The options for pre_test_generation.py
are below:
-h, --help
Show a short help message and exit.
-v, --verbose
Verbose output
-d DATA_DIR, --data-dir=DATA_DIR
Specify the location of the source-data files. Note: this should be the
directory given to get_data.py, and will be the directory containing the
directories 'pums', 'names', 'pums', etc.
--allow-missing-files
By default, the data-generator will terminate with error if any of the
expected source-data files are missing. This flag suppresses this
behavior, allowing data-generation to continue (if possible) on
incomplete data. Though the generated data will be incorrect, this mode
of operation may be useful for debugging or testing. (See
'Test-executions' above.)
--line-raw-file=LINE_RAW_FILE
Write LineRaw formatted data between INSERT/ENDINSERT pairs to this
file.

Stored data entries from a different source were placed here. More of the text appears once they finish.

PR #2121, opened 2023-05-15
feat(spans): Scrub bools in SQL queries in span descriptions

iker-barriocanal:
Scrub bools in span descriptions containing SQL queries. This is not only for the cardinality but also for a product requirement.

#skip-changelog

### DIFF
--- a/relay-general/src/store/regexes.rs
+++ b/relay-general/src/store/regexes.rs
@@ -62,7 +62,7 @@ pub static SQL_NORMALIZER_REGEX: Lazy<Regex> = Lazy::new(|| {
     # Capture parameters in `IN` statements.
     ((?-x)IN \((?P<in>(%s|\$?\d+|\?)(\s*,\s*(%s|\$?\d+|\?))*)\)) |
     # Capture `SAVEPOINT` savepoints
-    ((?-x)SAVEPOINT (?P<savepoint>(?:(?:"[^"]+")|(?:`[^`]+`)|(?:[a-z]\w+))))
+    ((?-x)SAVEPOINT (?P<savepoint>(?:(?:"[^"]+")|(?:'[^']+')|(?:`[^`]+`)|(?:[a-z]\w+))))
     "#,
     )
     .unwrap()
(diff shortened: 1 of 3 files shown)


relay-general/src/store/regexes.rs
```diff
@@ -68,7 +68,9 @@ pub static SQL_NORMALIZER_REGEX: Lazy<Regex> = Lazy::new(|| {
     ((?-x)(?P<single_quoted_strs>('(?:[^']|'')*?(?:\\'.*|[^']')))) |
     # Don't capture double-quoted strings (eg used for identifiers in PostgreSQL).
     # Capture numbers.
-    ((?-x)(?P<number>(-?\b(?:[0-9]+\.)?[0-9]+(?:[eE][+-]?[0-9]+)?\b)))
+    ((?-x)(?P<number>(-?\b(?:[0-9]+\.)?[0-9]+(?:[eE][+-]?[0-9]+)?\b))) |
+    # Capture booleans (as full tokens, not as substrings of other tokens).
+    ((?-x)(?P<bool>(\b(?:true|false)\b)))
```
olksdr, line 73: Looks good, but do we really have to scrub booleans?

olksdr (approved):

relay-general/src/store/regexes.rs
jjbayer, line 73: Is this case sensitive? Because

`select tRuE or FaLsE` is valid postgreSQL.

jjbayer: +1, booleans are not high cardinality, so why bother?

jjbayer (approved):

relay-general/src/store/regexes.rs
iker-barriocanal: Yes, the `i` modifier in the first line of the RegEx is for case insensitive. I added a test to ensure this in [a17ce05](https://github.com/getsentry/relay/pull/2121/commits/a17ce057c242072709f4b059a5bac555610ef936).

iker-barriocanal: In this case, scrubbing is not for high cardinality, but a product requirement. Updated the PR description.

PR #2126, opened 2023-05-15
fix(spans): Choose non-special character for scrubbed SQL descriptions

iker-barriocanal:
Follow-up to https://github.com/getsentry/relay/pull/2122#discussion_r1193714147.

`*` is a [special character](https://www.postgresql.org/docs/current/sql-syntax-lexical.html) in SQL, so we should have another way to reference to scrubbed values.

#skip-changelog


relay-general/src/store/transactions/processor.rs
```diff
@@ -317,11 +318,11 @@ fn scrub_identifiers_with_regex(
 
         // Sort by the capture end position.
         caps.sort_by_key(|(capture, _)| capture.end());
-        let mut changed = String::with_capacity(trans.len());
+        let mut changed = String::with_capacity(trans.len() + caps.len() * replacer.len());
```
iker-barriocanal, line 321: Not sure if this was necessary, but since the new string may now be larger than the previous one I wanted to make sure no unnecessary allocations are made.

jjbayer (approved):
LGTM!

PR #2127, opened 2023-05-16
feat(spans): Extract metrics on scrubbed cache descriptions

iker-barriocanal:
Scrubs span descriptions on cache-like spans (e.g. Redis) on extracted metrics.

#skip-changelog

### DIFF
--- a/relay-general/src/store/regexes.rs
+++ b/relay-general/src/store/regexes.rs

Requires the presence of the --schema-file flag. Note: in
multi-processor mode, will generate multiple files with names derived
from the one specified
--schema-file=SCHEMA_FILE
Path to the schema file. We recommend against writing your own. Just use
the one at spar-git/scripts-config/ta1/config.
--named-pipes
Use named pipes instead of regular files. This will *greatly speed up*
data-generation, but the resulting 'files' will not be persistent.
--seed=RANDOM_SEED
Random seed for generation. Must be a number, and defaults to 0. Note:
is converted to an integer via the python int() function before use, and
so will be rounded down to the next integer. Numbers between 0 and 1,
therefore, will all collapse to the default. We guarantee that re-use of
the same seed will result in the same data, even if other options change
between executions. (We do not guarantee that the data will be allocated
to the processes or files, just that the final set of entries will be
the same.)
--num-processes=NUM_PROCESSES
The number of processes to spawn when parallelization is desired. We
suggest that you experiment with this parameter to maximize efficiency.
--num-rows=NUM_ROWS
The number of rows (fictitious people) to create.
--row_width=ROW_WIDTH
The average width of rows in the database, given in bytes
--generate-queries
Toggle switch to generate queries on this run of data generation.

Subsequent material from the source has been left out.